Over the week, Luna Foundation Guard (LFG) used a hefty amount of the reserve in an attempt to save LUNA from the death spiral.

It is estimated that LFG used about US$3 billion of its reserve in an attempt to save the $UST dollar peg. LFG’s reserve went from a healthy US$3.1 billion to only left US$87 million in the bank.

Also Read: What Happened To $LUNA? How It Crashed More Than 95% From Its All-Time High

Do Kwon’s revival plan

Do Kwon’s plan was to fork the current Terra chain and branch it off to a new fully community-owned chain.

The original chain will be renamed Terra Classic and the native token will be Luna Classic ($LUNC). The new fork chain would be once again called Terra and the native token will be Luna ($LUNA).

The new fork will start afresh and it would work without the algorithmic stablecoin (No more $UST). The new LUNA token will be airdropped to the four different stakeholders: Luna Classic stakers, Luna Classic holders, residual UST holders, and essential app developers of Terra Classic.

To ensure that it is fully community-owned, Terraform Labs would seat out on the new LUNA airdrop. If the proposal is approved, the new Terra fork is set to launch as early as 27 May 2022.

Will this really save Terra?

Many are sceptical about Do Kwon’s Terra revival plan. Zhao Changpeng (CZ), CEO of Binance, took to Twitter to voice out the issue of forking.

CZ brought out that forking the Terra chain does not give it any value. The new LUNA will be airdropped to the users but there are no fresh funds injected into the ecosystem.

Instead, he recommends that Do Kwon should use the current Terra reserves to buy back UST. This would however spell the end of Terra.

On the other hand, Do Kwon’s revival proposal received much support from the Terra community. Many developers and builders from big protocols pledge to continue and support the new Terra fork.

Proposal to save the masses

Another proposal by community member “Fatman” is trending and circulating on Crypto Twitter. The proposal calls for a tiered repayment system which favours smaller wallets.

Instead of a fair payout where all UST holder gets 30 cents for every 1 UST at the time of depeg, it uses a bottom-up approach where the payout prioritizes holders with the smallest balance and there is a cap on how much paid out to whales.

This proposal also saw support from multiple crypto leaders like Zhao Changpeng, founder of Binance and Vitalik, founder of Ethereum.

Justin Sun, the founder of Tron network, also fully support this proposal and pledge to commit $10 million USDD to help UST holders recover their funds.

Unfortunately, this proposal is bound to fail as it is essentially letting the whales absorb the losses. The whales are against this proposal and are not on board to pass the proposal.

At the time of writing, no proposal has been passed yet but it looks like the whales are supporting Do Kwon’s proposal to fork Terra.


Personally, I think that forking the Terra chain doesn’t bring any true value to the chain. While there are many incentives to keeping the Terra network working, if the airdropped token has no value, token holders would also abandon the network.

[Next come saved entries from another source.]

PR #820, opened 2016-11-22
Support es5

Qmando:
Initial es5 support.

create -> index everywhere.
Tests assume ES 2.
Queries use two formats, one for ES<5 and one for ES>=5.

Note:
-  test_rule.py not changed yet.
-  Old query string queries need to be changed.
-  Aggregations don't work yet.
-  Not very well tested, very much a work in progress

PR #910, opened 2017-02-21
Apply ES5 filter fix when using test rule

kureus:
When using elastalert-test-rule on elasticsearch v5 an error will be thrown that running your filter failed despite the test continuing to run successfully

image

It seems to keep backward syntax compatibility code was added to trim filters if using ES5 (https://github.com/Yelp/elastalert/pull/820/commits/bb09323ad893b22d17e0d7cb2aa50c52db18f80d) but this was only done inside the ElastAlerter class and not for MockElastAlerter. Not sure on preferred way to approach this but abstracted the code fix and used it in test_file() aswell fixing the error. Comments appreciated :-)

As expected, 90% of the participants in the preliminary vote were against Do Kwon’s proposal to fork the chain. It is important to note that the poll is not indicative of the true outcome because it doesn’t account for voting power.

Looking at the current situation, I would go with Fatman’s proposal. I think that LFG should just compensate all the UST holders. While this would end Terra, it will help the many struggling UST holder to tide through this tough time.

[Editor’s Note: This article does not represent financial advice. Please do your own research before investing.]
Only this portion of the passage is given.